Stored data
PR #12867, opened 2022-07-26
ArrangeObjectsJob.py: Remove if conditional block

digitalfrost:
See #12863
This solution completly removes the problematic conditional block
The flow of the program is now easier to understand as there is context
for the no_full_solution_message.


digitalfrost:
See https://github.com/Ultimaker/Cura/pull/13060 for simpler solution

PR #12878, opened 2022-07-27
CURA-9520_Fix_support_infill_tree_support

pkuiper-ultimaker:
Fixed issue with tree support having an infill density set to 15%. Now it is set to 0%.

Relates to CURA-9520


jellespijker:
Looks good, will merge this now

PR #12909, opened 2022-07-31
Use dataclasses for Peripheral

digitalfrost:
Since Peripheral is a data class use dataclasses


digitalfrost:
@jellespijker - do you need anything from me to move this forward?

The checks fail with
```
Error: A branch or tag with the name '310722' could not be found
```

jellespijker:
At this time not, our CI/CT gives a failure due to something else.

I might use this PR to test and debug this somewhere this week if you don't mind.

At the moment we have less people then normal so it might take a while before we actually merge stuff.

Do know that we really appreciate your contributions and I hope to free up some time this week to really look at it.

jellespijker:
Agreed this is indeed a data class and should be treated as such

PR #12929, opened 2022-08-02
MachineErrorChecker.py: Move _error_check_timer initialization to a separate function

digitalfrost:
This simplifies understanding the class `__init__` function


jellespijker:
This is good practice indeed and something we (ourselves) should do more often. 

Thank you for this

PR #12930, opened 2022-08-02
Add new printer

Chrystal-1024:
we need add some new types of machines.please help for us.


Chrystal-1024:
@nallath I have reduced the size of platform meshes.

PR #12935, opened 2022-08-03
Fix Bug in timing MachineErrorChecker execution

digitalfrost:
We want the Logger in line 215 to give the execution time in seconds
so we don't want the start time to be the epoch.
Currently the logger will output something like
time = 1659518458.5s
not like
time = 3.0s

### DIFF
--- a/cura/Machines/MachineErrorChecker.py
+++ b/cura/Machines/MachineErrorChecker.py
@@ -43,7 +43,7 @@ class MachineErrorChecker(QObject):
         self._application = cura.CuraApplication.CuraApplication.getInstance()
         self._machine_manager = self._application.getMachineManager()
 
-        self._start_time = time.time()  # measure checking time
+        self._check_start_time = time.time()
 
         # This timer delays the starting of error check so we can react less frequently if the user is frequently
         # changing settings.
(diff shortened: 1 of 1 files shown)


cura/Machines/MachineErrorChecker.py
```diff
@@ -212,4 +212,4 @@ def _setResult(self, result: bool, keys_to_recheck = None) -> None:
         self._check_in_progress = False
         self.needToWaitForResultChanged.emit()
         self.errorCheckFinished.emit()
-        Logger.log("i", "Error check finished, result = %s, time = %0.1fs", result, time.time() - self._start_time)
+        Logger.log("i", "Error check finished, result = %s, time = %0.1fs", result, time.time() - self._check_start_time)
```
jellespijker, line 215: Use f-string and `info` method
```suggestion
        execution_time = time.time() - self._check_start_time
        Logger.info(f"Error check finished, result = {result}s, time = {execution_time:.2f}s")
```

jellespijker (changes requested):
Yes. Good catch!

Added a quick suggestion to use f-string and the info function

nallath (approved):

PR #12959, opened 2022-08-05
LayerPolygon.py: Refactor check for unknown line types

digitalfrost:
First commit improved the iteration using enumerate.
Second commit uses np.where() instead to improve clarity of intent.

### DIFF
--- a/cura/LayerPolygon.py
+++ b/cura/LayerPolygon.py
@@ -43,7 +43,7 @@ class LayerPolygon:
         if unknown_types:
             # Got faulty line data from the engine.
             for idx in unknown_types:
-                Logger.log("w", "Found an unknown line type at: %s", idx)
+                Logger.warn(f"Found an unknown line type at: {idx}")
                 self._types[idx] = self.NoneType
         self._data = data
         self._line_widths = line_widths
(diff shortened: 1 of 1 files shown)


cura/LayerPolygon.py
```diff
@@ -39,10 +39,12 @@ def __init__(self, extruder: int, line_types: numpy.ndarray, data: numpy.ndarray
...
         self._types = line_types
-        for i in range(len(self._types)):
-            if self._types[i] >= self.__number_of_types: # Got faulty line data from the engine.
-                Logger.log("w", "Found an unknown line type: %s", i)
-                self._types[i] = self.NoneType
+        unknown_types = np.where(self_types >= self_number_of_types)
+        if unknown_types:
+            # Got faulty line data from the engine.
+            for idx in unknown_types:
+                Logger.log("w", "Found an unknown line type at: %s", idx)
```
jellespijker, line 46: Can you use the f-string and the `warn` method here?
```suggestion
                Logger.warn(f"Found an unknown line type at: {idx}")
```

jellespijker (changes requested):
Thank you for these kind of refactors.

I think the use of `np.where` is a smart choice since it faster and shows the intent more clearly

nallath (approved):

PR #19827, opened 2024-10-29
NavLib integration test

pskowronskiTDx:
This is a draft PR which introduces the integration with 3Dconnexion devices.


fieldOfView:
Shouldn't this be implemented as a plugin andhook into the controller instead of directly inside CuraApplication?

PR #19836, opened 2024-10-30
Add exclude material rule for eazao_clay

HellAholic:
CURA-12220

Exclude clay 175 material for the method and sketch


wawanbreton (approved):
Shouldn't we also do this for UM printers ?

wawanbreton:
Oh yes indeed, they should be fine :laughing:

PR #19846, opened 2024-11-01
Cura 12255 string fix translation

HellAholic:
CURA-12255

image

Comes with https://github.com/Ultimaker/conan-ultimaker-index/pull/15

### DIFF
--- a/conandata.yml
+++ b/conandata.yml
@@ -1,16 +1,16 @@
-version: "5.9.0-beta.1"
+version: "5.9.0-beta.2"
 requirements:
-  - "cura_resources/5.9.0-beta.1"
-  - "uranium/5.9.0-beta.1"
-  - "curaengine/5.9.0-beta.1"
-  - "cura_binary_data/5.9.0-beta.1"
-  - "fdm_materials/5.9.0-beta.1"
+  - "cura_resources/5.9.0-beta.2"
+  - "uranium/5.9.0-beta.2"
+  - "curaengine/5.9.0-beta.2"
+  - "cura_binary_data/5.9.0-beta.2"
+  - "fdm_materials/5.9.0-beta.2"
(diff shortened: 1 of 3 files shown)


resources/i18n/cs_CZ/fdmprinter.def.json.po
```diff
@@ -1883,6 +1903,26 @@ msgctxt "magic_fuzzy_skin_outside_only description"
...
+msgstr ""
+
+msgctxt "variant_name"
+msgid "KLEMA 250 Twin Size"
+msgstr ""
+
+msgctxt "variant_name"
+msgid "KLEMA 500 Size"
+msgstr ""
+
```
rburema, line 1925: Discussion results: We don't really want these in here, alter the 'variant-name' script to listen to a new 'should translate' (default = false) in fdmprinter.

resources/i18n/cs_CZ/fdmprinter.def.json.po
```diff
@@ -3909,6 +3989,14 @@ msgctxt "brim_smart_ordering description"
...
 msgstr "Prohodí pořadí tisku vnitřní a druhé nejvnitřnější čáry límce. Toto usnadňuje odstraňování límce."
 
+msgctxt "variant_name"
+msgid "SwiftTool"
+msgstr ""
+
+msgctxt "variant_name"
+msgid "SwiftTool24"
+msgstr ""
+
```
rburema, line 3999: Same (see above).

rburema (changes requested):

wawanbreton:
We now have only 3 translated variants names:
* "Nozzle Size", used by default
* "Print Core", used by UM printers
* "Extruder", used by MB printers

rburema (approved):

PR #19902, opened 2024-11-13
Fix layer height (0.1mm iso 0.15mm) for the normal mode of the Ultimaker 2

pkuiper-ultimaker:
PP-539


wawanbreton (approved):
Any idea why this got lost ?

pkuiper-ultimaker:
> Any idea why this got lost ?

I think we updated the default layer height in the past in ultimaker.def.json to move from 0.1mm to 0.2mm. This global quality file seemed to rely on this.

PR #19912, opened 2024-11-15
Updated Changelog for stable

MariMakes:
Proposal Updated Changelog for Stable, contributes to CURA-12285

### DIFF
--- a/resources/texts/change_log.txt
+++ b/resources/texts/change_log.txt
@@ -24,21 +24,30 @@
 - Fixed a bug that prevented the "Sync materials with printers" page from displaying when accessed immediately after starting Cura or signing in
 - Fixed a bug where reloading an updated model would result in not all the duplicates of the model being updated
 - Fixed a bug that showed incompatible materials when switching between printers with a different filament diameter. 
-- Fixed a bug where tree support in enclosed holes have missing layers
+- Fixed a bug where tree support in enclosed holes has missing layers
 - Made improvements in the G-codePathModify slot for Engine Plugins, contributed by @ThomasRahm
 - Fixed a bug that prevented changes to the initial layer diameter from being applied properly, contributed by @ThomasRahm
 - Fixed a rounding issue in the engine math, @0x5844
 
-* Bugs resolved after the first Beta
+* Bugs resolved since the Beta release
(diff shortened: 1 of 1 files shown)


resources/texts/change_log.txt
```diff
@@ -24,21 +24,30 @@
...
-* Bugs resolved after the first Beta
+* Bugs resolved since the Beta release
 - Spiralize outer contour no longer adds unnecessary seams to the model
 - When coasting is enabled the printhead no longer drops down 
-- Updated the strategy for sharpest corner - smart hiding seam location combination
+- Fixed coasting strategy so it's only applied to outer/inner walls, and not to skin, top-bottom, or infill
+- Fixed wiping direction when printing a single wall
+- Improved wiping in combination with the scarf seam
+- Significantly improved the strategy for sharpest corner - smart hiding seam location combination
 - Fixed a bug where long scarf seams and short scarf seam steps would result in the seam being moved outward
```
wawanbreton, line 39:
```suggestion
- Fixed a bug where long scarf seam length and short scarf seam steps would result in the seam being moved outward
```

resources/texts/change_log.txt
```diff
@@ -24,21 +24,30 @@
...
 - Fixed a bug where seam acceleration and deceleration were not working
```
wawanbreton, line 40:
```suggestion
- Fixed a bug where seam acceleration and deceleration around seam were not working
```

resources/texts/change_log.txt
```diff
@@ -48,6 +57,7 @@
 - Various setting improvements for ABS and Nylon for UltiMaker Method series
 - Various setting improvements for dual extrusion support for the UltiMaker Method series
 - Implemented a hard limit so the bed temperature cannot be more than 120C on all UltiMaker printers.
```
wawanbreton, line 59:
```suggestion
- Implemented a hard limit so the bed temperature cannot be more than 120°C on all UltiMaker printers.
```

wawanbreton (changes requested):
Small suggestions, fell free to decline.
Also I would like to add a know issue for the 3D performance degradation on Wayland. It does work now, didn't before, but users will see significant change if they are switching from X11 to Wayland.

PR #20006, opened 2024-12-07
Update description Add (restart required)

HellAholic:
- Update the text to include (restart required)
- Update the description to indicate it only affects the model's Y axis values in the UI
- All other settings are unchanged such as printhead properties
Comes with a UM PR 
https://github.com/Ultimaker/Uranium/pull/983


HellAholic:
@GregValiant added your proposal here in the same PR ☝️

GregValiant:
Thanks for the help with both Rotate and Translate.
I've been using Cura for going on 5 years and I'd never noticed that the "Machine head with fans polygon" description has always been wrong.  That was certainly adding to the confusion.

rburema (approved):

- TASK REQUIREMENTS:
Copy exactly. The range runs from the line containing "Also I would" through the last line of the data.

- TASK OUTPUT:
Also I would like to add a know issue for the 3D performance degradation on Wayland. It does work now, didn't before, but users will see significant change if they are switching from X11 to Wayland.

PR #20006, opened 2024-12-07
Update description Add (restart required)

HellAholic:
- Update the text to include (restart required)
- Update the description to indicate it only affects the model's Y axis values in the UI
- All other settings are unchanged such as printhead properties
Comes with a UM PR 
https://github.com/Ultimaker/Uranium/pull/983


HellAholic:
@GregValiant added your proposal here in the same PR ☝️

GregValiant:
Thanks for the help with both Rotate and Translate.
I've been using Cura for going on 5 years and I'd never noticed that the "Machine head with fans polygon" description has always been wrong.  That was certainly adding to the confusion.

rburema (approved):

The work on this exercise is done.